■ **WORK TASK**:
Counting task for the entries below: give the number of lines that contain the word "looks", with no other text.

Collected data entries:

PR #939, opened 2024-11-16
Drop exp value for :number tests with bad option values

eemeli:
When an option value does not match the required option values, function behaviour is left as implementation-defined. Therefore, we should not specify an expected formatted result for them.


aphillips (approved):

aphillips:
@eemeli We have a merge conflict here. I think removing the `exp` is expected (per the PR description).

macchiati (approved):

mradbourne (approved):

PR #941, opened 2024-11-16
Linkify stability policy

### LINKED ISSUE #930: Linkify the stability policy
In reviewing #929 I notice that we don't linkify that section and we should.

aphillips:
Fixes #930 

Also clarifies that [!IMPORANT] blocks are normative.

### DIFF
--- a/spec/README.md
+++ b/spec/README.md
@@ -72,7 +72,11 @@ A **_term_** looks like this when it is defined in this specification.
 
 A reference to a _term_ looks like this.
 
+> [!NOTE]
 > Examples are non-normative and styled like this.
+
+> [!IMPORTANT]
+> Text marked "Important" like this are normative.
 
 ### Stability Policy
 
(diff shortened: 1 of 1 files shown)


spec/README.md
```diff
@@ -84,42 +88,42 @@ Updates to this specification will not make any valid _message_ invalid.
...
 Updates to this specification will not change the syntactical meaning
 of any syntax defined in this specification.
 
-Updates to this specification will not remove any functions defined in the default registry.
+Updates to this specification will not remove any _functions_ defined in the default function registry.
 
-Updates to this specification will not remove any options or option values
-defined in the default registry.
+Updates to this specification will not remove any _options_ or _option_ values
+defined in the default function registry.
```
macchiati, line 104: One additional item. We should add the following clause for clarity.

```suggestion

Updates to this specification may **deprecate** _functions_, _options_, and _operands_ defined in the default registry, as is standard practice in Unicode specifications. This is to indicate that the use of those _functions_, _options_, or _operands_ is discouraged. However, they are never removed, and implementations can continue to support them.
```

■ **EXPECTED OUTPUT**:
2